Speaking of irony, the Cape Dutch made no real moves to resist until the British abolished the use of Dutch in schools. That was in 1865. Almost exactly 111 years later, the Boers opened fire on Soweto pupils protesting the compulsory use of Afrikaans in township schools.

The lesson? Guns don’t kill people, language kills people. When I am president, I will declare 10 years of no talking. The Great Silence will reset everything. We could even start now. I suggest the women go first.

Meanwhile, word got out that the Boers were having a lot more fun in their hastily invented Transvaal and Orange Free State.

One day, a servant rolled Governor Lord Milner a killer skunk spliff and he got so paranoid that he was convinced all his Cape Dutch mates secretly supported the Boers. His troops, although only having access to weed of a lesser quality as one might find in, say, Manenberg, suspected the same.

One soldier wrote: “The Cape Dutch and Boers are a dirty treacherous lot and as soon as the Transvaal is subdued and the beggars trek farther out of our way the better. We do hate them down here like poison.” I did not make that up. This is legitimate research, for which I am not paid extra.

Following the dismantling of the Boer republics with a number 12 spanner and a pair of sturdy pliers, many impoverished Boers moved to the cities. And every coastal town from Langebaan to Richards Bay.

With the formation of the Union of South Africa, the Cape Dutch started cheating on the British and began canoodling with the Boers, and that’s how Afrikaners were born.

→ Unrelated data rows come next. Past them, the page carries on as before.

PR #369, opened 2025-08-27
[Juink4i] ip

Juink4i:
# NaiLongBot
> Ni Hao

NaiLongBot frees your mind of having to remember things you need to do. It's,

text-based
easy to learn
FAST SUPER FAST to use
All you need to do is,

download it from [here](https://github.com/Juink4i/ip).
double-click it.
add your tasks.
let it manage your tasks for you 😉
And it is FREE!

Features:

- [x] Managing tasks
- [x] Managing deadlines (coming soon)
- [ ] Reminders (coming soon)

```
public class Main {
    }
}
```


src/main/java/Jkbot/command/AddDeadlineCommand.java
```diff
@@ -0,0 +1,37 @@
...
+
+import Jkbot.utils.Storage;
+import Jkbot.utils.TaskList;
+import Jkbot.utils.Ui;
+import Jkbot.exception.JkBotException;
+
+/**
+ * Command to add a new deadline task.
+ */
+public class AddDeadlineCommand implements Command {
```
Vrospix: Perhaps a noun class name would be more suitable?
```suggestion
public class DeadlineCommand implements Command {
```

src/main/java/Jkbot/exception/InvalidFormatException.java
```diff
@@ -0,0 +1,7 @@
+package Jkbot.exception;
+
+public class InvalidFormatException extends JkBotException{
```
Vrospix:
```suggestion
public class InvalidFormatException extends JkBotException {
```

src/main/java/Jkbot/exception/JkBotException.java
```diff
@@ -0,0 +1,8 @@
+package Jkbot.exception;
+
+public class JkBotException extends Exception{
```
Vrospix: Perhaps you can start tidying up the codes as per [coding standards](https://se-education.org/guides/conventions/java/intermediate.html) as I noticed this issue in several other files :)
```suggestion
public class JkBotException extends Exception {
```

src/main/java/Jkbot/task/Deadline.java
```diff
@@ -0,0 +1,38 @@
+package Jkbot.task;
+
+import java.time.LocalDate;
+import java.time.LocalDateTime;
+import java.time.format.DateTimeFormatter;
+import java.time.format.DateTimeParseException;
+
+public class Deadline extends Task {
```
Vrospix: I also noticed some classes doesn't have the required JavaDoc yet. Perhaps you can start adding it as well.

src/main/java/Jkbot/utils/Parser.java
```diff
@@ -0,0 +1,79 @@
...
+            return new ShowCommand(arguments);
+
+        case "find":
+            validateNotEmpty(arguments, "find [key words]");
+            return new FindCommand(arguments);
+
+        default:
+            return new UnknownCommand();
+        }
+    }
```
Vrospix: I like your way of using cases here 💯
Here are some thoughts :
_How would it be if you implement enumerations for case by case scenario?_

src/main/java/Jkbot/utils/Storage.java
```diff
@@ -0,0 +1,134 @@
...
+     * Parses a single line from the data file into a Task object.
+     * Expected format: "T | 0 | description" for Todo,
+     *                 "D | 1 | description | byDate" for Deadline,
+     *                 "E | 0 | description | fromTime | toTime" for Event.
+     *
+     * @param input the file line to parse, formatted with " | " separators
+     * @return the parsed Task object, or null if input format is invalid
+     * @throws ArrayIndexOutOfBoundsException if input doesn't have enough parts
+     * @throws IllegalArgumentException if task type is unrecognized
+     */
```
Vrospix: I really like your implementation of JavaDoc here. Truly detailed 👍🏻

src/test/java/Jkbot/command/AddDeadlineCommandTester.java
```diff
@@ -0,0 +1,57 @@
...
+        assertTrue(output.contains("Submit report"));
+        assertTrue(output.contains("Now you have 1 tasks in the list"));
+    }
+
+    @Test
+    void isExitReturnsFalse() {
+        AddDeadlineCommand command = new AddDeadlineCommand("Submit report /by 28/8/2025 2359");
+        assertFalse(command.isExit());
+    }
+}
```
Vrospix: Great to see the amount of test files you have here! Good job 👍🏻

Vrospix (commented):
Overall looks really solid, great use of OOP, and nice amounts of testers. Styling can be slightly improved. Otherwise, keep it up! 👍🏻

src/main/java/Jkbot/command/AddDeadlineCommand.java
yoyongxuan: I believe the name AddDeadlineCommand is meant to be a noun as it refers to the command to "add a deadline", rather than the action of adding a "deadline command".

However, changing the name to DeadlineCommand would be less confusing and you should consider such a change.

src/main/java/Jkbot/command/Command.java
```diff
@@ -0,0 +1,28 @@
...
+     * @throws JkBotException if command execution fails
+     */
+    void execute(TaskList tasks, Ui ui, Storage storage) throws JkBotException;
+
+    /**
+     * Indicates whether this command should exit the application.
+     *
+     * @return true if this is an exit command, false otherwise
+     */
+    boolean isExit();
```
yoyongxuan: ### Should the name of isExit be a verb instead?

You have named this method according to the naming standard for booleans, which may be appropriate given that this method returns a boolean and naming it as one does describe its function appropriately. 
However, as this is still technically a method, consider naming it a verb instead such as:
```suggestion
    boolean checkExit();
```

src/main/java/Jkbot/utils/Parser.java
```diff
@@ -0,0 +1,79 @@
...
+public class Parser {
+
+    public static Command parse(String input) throws JkBotException {
+        if (input.isEmpty()) {
+            throw new EmptyDescriptionException("Empty command");
+        }
+
+        String[] parts = input.split(" ", 2);
+        String command = parts[0].toLowerCase();
+        String arguments = parts.length > 1 ? parts[1] : "";
```
yoyongxuan: ### Should arguments be singular?

As you have named arguments in plural form, this suggests that arguments is an array or some kind of multi-valued variable despite being a String. 
Consider changing the name to reflect this:
```suggestion
        String argumentStr = parts.length > 1 ? parts[1] : "";
```

src/main/java/Jkbot/utils/Storage.java
```diff
@@ -0,0 +1,134 @@
...
+import Jkbot.task.Event;
+
+
+/**
+ * Manages the storage and retrieval of tasks from file system.
+ * Handles both loading tasks on startup and saving tasks on exit.
+ */
+public class Storage {
+    private static final String FILE_PATH = "data/saved_tasks.txt";
+    private static final String DIRECTORY_PATH = "data";
```
yoyongxuan: ### Should constants have a common prefix?

The Java Coding Standard states that

> Associated constants should have a common prefix.

while your constants have a common suffix (PATH) instead.
Consider moving the word PATH to the front of each name to make it a prefix instead.

src/main/java/Jkbot/utils/Storage.java
```diff
@@ -0,0 +1,134 @@
...
+
+    /**
+     * Loads the task from saved location on start up.
+     *
+     * @return the ArrayList of Tasks that are stored.
+     * @throws IOException when file is not created.
+     */
+    public ArrayList<Task> loadTasks() {
+        ArrayList<Task> memory = new ArrayList<>();
```
yoyongxuan: ### Should memory be plural?

As memory is an array of tasks, consider giving it a name in plural form instead:
```suggestion
        ArrayList<Task> loadedTasks = new ArrayList<>();
```

src/main/java/Jkbot/utils/Storage.java
```diff
@@ -0,0 +1,134 @@
...
+        try {
+            Path path = Paths.get(FILE_PATH);
+            if (!Files.exists(path)) {
+                return memory; // No file to load
+            }
+            List<String> lines = Files.readAllLines((path));
+            int corruptedLines = 0;
```
yoyongxuan: ### Should corruptedLines be singular?
As corruptedLines is an integer representing the number of corrupted lines, rather than an array of corrupted lines, consider renaming it to better reflect its contents and function:

```suggestion
            int corruptedLineCount = 0;
```

src/main/java/Jkbot/utils/Storage.java
```diff
@@ -0,0 +1,134 @@
...
+                    break;
+                case "D":
+                    task = new Deadline(desc, parts[3]);
+                    break;
+                case "E":
+                    task = new Event(desc, parts[3], parts[4]);
+                    break;
+                default:
+                    return null;
+            }
```
yoyongxuan: ### Should `case ` clauses be indented?

According to the Java Coding standard, there is no indentation for case clauses in switch statements.
Consider updating your code to reflect this:
```suggestion
            switch(type) {
            case "T":
                task = new Todo(desc);
                break;
            case "D":
                task = new Deadline(desc, parts[3]);
                break;
            case "E":
                task = new Event(desc, parts[3], parts[4]);
                break;
            default:
                return null;
            }
```

src/main/java/Jkbot/utils/Ui.java
```diff
@@ -0,0 +1,69 @@
...
+
+/**
+ * Handles all user interface interactions.
+ * Responsible for displaying messages and reading user input.
+ */
+public class Ui {
+    private final Scanner scanner;
+    public static String LINE = "_____________________________________________________________\n";
+    public static String OPENING = LINE + "Hello! I'm jkbot\nWhat can I do for you?\n" + LINE;
+    public static String CLOSING = LINE + "Bye. Hope to see you again soon!" + "\n" + LINE;
```
yoyongxuan: ### Should these constants be more descriptive?

Consider changing their names to better describe their contents and purpose:
```suggestion
    public static String OUTPUT_LINE = "_____________________________________________________________\n";
    public static String MESSAGE_OPENING = LINE + "Hello! I'm jkbot\nWhat can I do for you?\n" + LINE;
    public static String MESSAGE_CLOSING = LINE + "Bye. Hope to see you again soon!" + "\n" + LINE;
```

yoyongxuan (commented):
Overall tidy and easily readable code.  Mostly follows Java Naming Standards with a few minor exceptions.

My point, if I even had one, is that Trump wasn’t the first to divide these people.

The British, never quick to pull their fingers out of a free pie, finally gave up in 1961 and said South Africans were unplayable and could do whatever the hell they wanted, as long as it didn’t involve giving darkies passports or, heaven forbid, the vote.

It was an idea the Afrikaners could relate to and they circled their wagons and kept us all safe in our beds until 1994 when democracy broke out and nothing was ever the same again.

I don’t know how this turned into a history lesson. This wasn’t my intention at all.

I have to say, though, that I find the current spat between Afrikaners more entertaining than alarming. The squabble between the “white genocide” camp and the “we’re just fine, thank you” camp doesn’t appear to be heading for a particularly worrying outcome, whoever wins.

Afrikaners have a bond and that bond is their language. It unites them in a way that English doesn’t unite us soutpiels. It takes a lot for us to call each other traitors.

And yet. As this ongoing fracas proves, coming as it does at a time when the likes of Elon Musk and Mark Zuckerberg – and Trump himself – are doing everything they can to create distractions and sew divisions to ensure their own survival, political differences might just transcend those old Dutch roots.

There was a time that Max du Preez and Prof Pierre de Vos might walk into a bar and sit at a table with Kallie Kriel and Renaldo Gouws. Granted, it would be the only table with free seats. But still. They’d talk. Find out they have more in common than they thought. Agree to disagree. Split the tab. What they wouldn’t do is stab each other in the face with steak knives.

Today, I think Max and Pierre might choose to find another bar entirely. Minds are hard to change and it’s often not worth the effort to even try, especially if it’s happy hour.

Hearing the likes of David Scott, who was in the KwaZulu-Natal Youth Choir, went to Michaelhouse (R392 000 a year) and dropped out of medicine at Wits University, whining about being a victim of racial persecution is like hearing Jeffrey Dahmer appealing on the grounds of discrimination against cannibals.

In South Africa, it doesn’t really matter what white people think. We’re the little dogs now, and have been for 30 years. I’m not saying roll over, but know when to bark and why you’re barking. Also, that stinky American brak whose leg you’re humping? He’ll piss all over you without a second thought.